Currently, var is assumed to be circular:
julia> using Distribustions
julia> d = VonMises(0, 2)
julia> var(d)
0.30222534203599194
julia> var(rand(d, 10^6))
0.7641079384821371
julia> using DirectionalStatistics
julia> Circular.var(rand(d, 10^6))
0.3036343981785453
while std is probably just incorrect:
julia> std(d)
0.5497502542391335
julia> std(rand(d, 10^6))
0.8744747812547986
julia> Circular.std(rand(d, 10^6))
0.8485527593646777
The path forward seems either:
- Keep var as-is, fix std, update docs to refer to circular statistics
- Convert both var and std to regular (non-circular), keep docs as-is
Technically, the latter seems more consistent with other distributions... It can potentially be confusing if std(d) != std(rand(d, N)).
But are there actual scenarios when non-circular std/var of VonMises are needed?
- Keep var as-is, fix std, update docs to refer to circular statistics
I believe this is the intention; I'd be happy to review a PR on this if mentioned.
I can submit a PR to make a note about circular statistics. I'm not sure where to update the docs, but I identified at least three places where the docs could be updated. @ParadaCarleton, do you prefer any or all of these? Please advise.
https://github.com/JuliaStats/Distributions.jl/blob/2cd6c678a1f237462d71496c39178dab1e265c61/src/univariates.jl#L175-L179
https://github.com/JuliaStats/Distributions.jl/blob/2cd6c678a1f237462d71496c39178dab1e265c61/src/univariate/continuous/vonmises.jl#L58
https://github.com/JuliaStats/Distributions.jl/blob/2cd6c678a1f237462d71496c39178dab1e265c61/src/univariates.jl#L175-L179
Sorry. I misunderstood that std has an error. I assumed std(d) = sqrt(var(d)).
Technically, the latter seems more consistent with other distributions... It can potentially be confusing if
std(d) != std(rand(d, N)). But are there actual scenarios when non-circular std/var of VonMises are needed?
I find using circular variance for for circular distributions confusing. Non-circular std/var is reasonable to use when the distribution is (approximately) supported on an arc.

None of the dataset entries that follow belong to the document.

PR #3497, opened 2023-04-06
Refactor render_top_field?

### LINKED ISSUE #3495: Standard catalog controller configuration for showing / hiding fields does not work
Per the [Blacklight documentation](https://github.com/projectblacklight/blacklight/wiki/Configuration---Results-View#conditional-rendering), you should be able to add a conditional to a configuration line (e.g. `if: true` or `if: display_my_show_field?(field_config)`); however, we have re-used some of this feature to show or hide fields in the prioritized / top section of the show page - see [render_top_field? method](https://github.com/pulibrary/orangelight/blob/0b488f547dc1b27738309bf47ce34dbeb310a034/app/helpers/catalog_helper.rb#L55-L58). If you add `if: false` to an `add_show_field` line, it will not display in the bottom section, but it will display in the top section.

We should re-instate the ability to show / hide a field on the show page, without making it automatically render in the top section.

maxkadel:
- Previous implementation meant that we could not easily use the "if:" configuration option without surprising behavior.
- Added class to `hash_show` partial to make testing easier

Closes #3495

### DIFF
--- a/app/controllers/catalog_controller.rb
+++ b/app/controllers/catalog_controller.rb
@@ -251,16 +251,18 @@ class CatalogController < ApplicationController
     # config.add_show_field 'subtitle_vern_display', :label => 'Subtitle'
 
     # Top fields in show page / prioritized information
-    config.add_show_field 'author_display', label: "Author/\u200BArtist", browse_link: :name, if: false
+    # Top fields must include `if: false`, or they will be duplicated in the Details section
+    # They should be designated with either `default_top_field: true`, `coin_top_field: true` or both
+    config.add_show_field 'author_display', label: "Author/\u200BArtist", browse_link: :name, if: false, default_top_field: true
     # For uniform titles from 240 field - when there is both an author and uniform title
-    config.add_show_field 'name_uniform_title_1display', label: 'Uniform title', helper_method: :name_title_hierarchy, if: false
+    config.add_show_field 'name_uniform_title_1display', label: 'Uniform title', helper_method: :name_title_hierarchy, if: false, default_top_field: true
     # For uniform titles from 130 field - when there is only a uniform title, and no author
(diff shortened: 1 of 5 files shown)


maxkadel:
Deployed to staging 4/6/2023, 5:24 pm EST

app/controllers/catalog_controller.rb
```diff
@@ -251,16 +251,18 @@ class CatalogController < ApplicationController
     # config.add_show_field 'subtitle_vern_display', :label => 'Subtitle'
 
     # Top fields in show page / prioritized information
-    config.add_show_field 'author_display', label: "Author/\u200BArtist", browse_link: :name, if: false
+    # Top fields must include `if: false`, or they will be duplicated in the Details section
```
sandbergja, line 254: Not a blocker, but it does seem awkward to have to remember to use the `if: false` as well as the `*_top_field: true`.  It would be more ergonomic to just need one.  Maybe we could open another ticket for that as future work?

sandbergja (approved):
Thanks, @maxkadel  🦄

Just one comment that I think we should do eventually, but it doesn't have to block this getting merged.

app/controllers/catalog_controller.rb
sandbergja: Oooh, also noting that if we get rid of the `if: false` requirement in the CatalogController, we could scrap the `AlwaysShowMetadataFieldComponent` too.  Literally its only job is to make those top_fields show despite being set to `if: false`.

christinach (approved):
Thanks @maxkadel !

app/controllers/catalog_controller.rb
maxkadel: Yes, I was wanting to get rid of the `if: false`, but then was worrying I was getting into perfectionism, and thought for now I'd get it to where we can get in the 583 changes, then keep refactoring. I forgot about the AlwaysShowMetadataFieldComponent class, that would be nice to be able to remove.

PR #3518, opened 2023-04-17
Address show_fields_for deprecation

### LINKED ISSUE #3490: Deprecation warning: Calling show_fields_for with a scalar value is deprecated
Seen when running the test suite:

```
DEPRECATION WARNING: Calling show_fields_for with a scalar value
is deprecated. It must receive an Enumerable. (called from
_app_views_catalog__show_top_fields_html_erb__4288495172432519664_78100
at /home/circleci/orangelight/app/views/catalog/_show_top_fields.html.erb:5)
```

maxkadel:
- When a document does not have a format field, it will not raise a deprecation warning

Closes #3490


sandbergja (approved):
Thanks, @maxkadel ! 🦄

PR #3525, opened 2023-04-19
Use zeitwerk as autoloader

### LINKED ISSUE #3524: Migrate to zeitwerk
Before upgrading to Rails 7 (#3321), we will need to address a few errors that appear when we use the zeitwerk autoloader.  Zeitwerk is the only autoloader available in Rails 7. 

### Technical implementation

- [Configure zeitwerk in config/application.rb](https://guides.rubyonrails.org/classic_to_zeitwerk_howto.html#applications-running-rails-6-x)
- Run `bin/rails zeitwerk:check`
- Fix any errors
- Repeat steps 2&3 as needed

sandbergja:
closes #3524


christinach (approved):
Thanks @sandbergja 🍄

Von Mises Fisher distribution can be defined on any-dimensional sphere and has a valid, general notion of variance: http://www.math.ualberta.ca/~thillen/paper/vonmises.pdf . Were it implemented in Distributions.jl, should it use circular or generic definition when the sphere happens to be a circle?
For convenience, I added Circular.var() etc overloads for this distribution to DirectionalStatistics.jl – to return circular variance and std. Now, we have there:
Circular.mean(d) == Circular.mean(rand(d, N))
Circular.var(d) == Circular.var(rand(d, N))
Circular.std(d) == Circular.std(rand(d, N))
These relations are very nice to have for consistency!
So, maybe regular Statistics.std(VonMises) and var() should return regular std and var values, not circular ones? Then they'll also enjoy the same consistency.
Or throw an error if not useful/not possible analytically.